# Anybody ship a guitar to the US with Canada Post?



## pickslide (May 9, 2006)

I am selling an electric in a case to the US. I tried to get an approximate shipping quote from the Canada Post website, but it said that the dimensions were too big to ship to the US and could not come up with a price. Can you ship a guitar in a box to the US with Canada Post? 

As a side note, I also looked up the approx shipping price with UPS and it said $150!! I have had guitars shipped to me from the US with USPS with no problem and usually cost $40-$60. 

Thanks


----------



## NIckZ (Feb 3, 2009)

I've shipped several (from Montreal) and generally it has run me about 70-90 bucks with regular shipping and insurance. I've shipped to the east coast, west coast as well as midwest and the pricing has always fallen somewhere in the range I've mentioned.
UPS will fleece you - they are the worst.
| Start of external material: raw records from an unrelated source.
PR #279, opened 2020-03-21
Migrate server_test.go to Go style test

kalensk:
Tried to keep test semantics the same and simply port over the tests.

### DIFF
--- a/hub/server.go
+++ b/hub/server.go
@@ -308,7 +308,7 @@ func (s *Server) AgentConns() ([]*Connection, error) {
 			host+":"+strconv.Itoa(s.AgentPort),
 			grpc.WithInsecure(), grpc.WithBlock())
 		if err != nil {
-			err = errors.Errorf("grpcDialer failed: %s", err.Error())
+			err = xerrors.Errorf("grpcDialer failed: %w", err)
 			gplog.Error(err.Error())
 			cancelFunc()
 			return nil, err
--- a/hub/server_test.go
+++ b/hub/server_test.go
@@ -6,10 +6,12 @@ import (
 	"os"
 	"reflect"
 	"sort"
-	"strconv"
+	"strings"
 	"testing"
+	"time"
 
-	multierror "github.com/hashicorp/go-multierror"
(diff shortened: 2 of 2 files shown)


hub/server.go
```diff
@@ -37,6 +37,9 @@ var ErrHubStopped = errors.New("hub is stopped")
 
 type Dialer func(ctx context.Context, target string, opts ...grpc.DialOption) (*grpc.ClientConn, error)
 
+const ServerPort = 7527
```
berlin-ab: Is it necessary for the tests to have the exact correct ports? Would stand-in values be sufficient?

kalensk: If at all possible, I'd really like to keep the semantics the same (or close), otherwise this PR could quickly spiral out of scope. Followup PRs to find a freely available port could definitely be done.

kalensk: I ended up removing this change and made the tests more robust by using `getOpenPort(t)` since the tests would fail if a spurious hub or agent process was running. This was because the test calls `h.Star()` which was also trying to listen on the same port as the hub or agent process.

hub/server_test.go
```diff
@@ -36,169 +35,315 @@ func (m *msgStream) Send(msg *idl.Message) error {
...
+		}
+		if !isReached {
+			t.Error("expected connectivity state to be reached")
+		}
+	}
+}
+
+func doesStateEventuallyReach(conn *grpc.ClientConn, state connectivity.State) (bool, error) {
+	startTime := time.Now()
+	timeout := 3 * time.Second
```
bhuvnesh2703, line 321: is this good enough timeout?

bhuvnesh2703:
requires conflict resolution..

hub/server_test.go
kalensk: I think so. Let me know if you have any other suggestions. And of course we can always change it if ends up causing any issues. For reference, gomega's defaults for `Eventually` polling are [here](https://github.com/onsi/gomega/blob/6024f5bbe35dee8d348ec498fd7eb394236a81c2/gomega_dsl.go#L37-L40), with a timeout of 1 second and a poll of 10 ms.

BTW - I did ship a THD amp to the supplier one time for a return and paid for the 2 day expedited service and it took 5 days to get there - canada post reimbursed me no question asked. Seems they have really stepped it up in recent times.
Nick


----------



## pickslide (May 9, 2006)

That's the thing, I HATE using UPS or Fedex and would much rather use Canada Post. I am sure that I can ship a guitar box if I just take it to the post office.


----------



## NIckZ (Feb 3, 2009)

Sorry - I wasn't clear - the gtrs I have shipped have all been through Canada post.


----------



## smorgdonkey (Jun 23, 2008)

There is a maximum total measurement of 108 cm (I think it is-to be sure ask at a postal outlet for the number) height plus width plus length. If you want signature required it will be extra expensive. If you can get away with no signature and get under the max measurement number then it will be about $60 unless it is extra heavy in which case the $$ goes up.


----------



## Lincoln (Jun 2, 2008)

I shipped a whole guitar from Edmonton area to Salt Lake City Ut. via Canada Post. Cost me under $50 with insurance. 
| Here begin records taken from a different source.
PR #280, opened 2020-03-23
WIP: Move config to state package

berlin-ab:
Introduces state package and State struct to hold onto the StateDir and Config.

Again, most of the value here is to pull responsibilities out of `server.go` and the `Server` object and to create a state/config concept that can be though of independently of the rest of the system.

It should simplify external callers to something like:

```
server.State.Save()
```

instead of 

```
hub.SaveConfig(server.StateDir, server.Config)
```
Eventually, I'd like to be able to hide all of Config's public functions and only use `State.Save()`, but there's more work to do to get there.e

It also moves 
```
filepath.Join(tempDir, ConfigFileName)
```

behind an interface that looks like:

```
state.GetConfigFilepath(tempDIr)
```


berlin-ab:
I'm going to attempt to do this a little slower. It looks like I broke the build along the way.

berlin-ab:
> I'm going to attempt to do this a little slower. It looks like I broke the build along the way.

I mistakenly thought this branch was broken due to tracking GPDB 6X_STABLE.

hub/update_catalog.go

That was no case, but it was well packaged.


----------



## noman (Jul 24, 2006)

I shipped an AVRI Telecaster with a HSC packed in a cardboard guitar box back in November last year from London Ontario to NYC and it was $65 with $800 insurance. Took almost 3 weeks to get there but the hold up was in US Customs........took 2 days to get out of Canada but when Customs has it, there are no guarantees. The courier companies get stuff through quicker because they have Custom personel in their cargo warehouses just for them..........Canada Post goes through the normal system.


----------



## salv (Sep 24, 2008)

Shipped an 8lbs archtop to Hawaii in a gig bag, really well packaged, Xpresspost USA (6 days guaranteed) with the max $1000 insurance and it ran me $130. At the time, Canadapost's website quoted me at $95 which is what I charged the buyer so in the end I was out $35.


----------



## torndownunit (May 14, 2006)

The other thing is, I am pretty sure the max insurance amount with Canada Post is $1000. So if you need more insurance than that, you should use another method.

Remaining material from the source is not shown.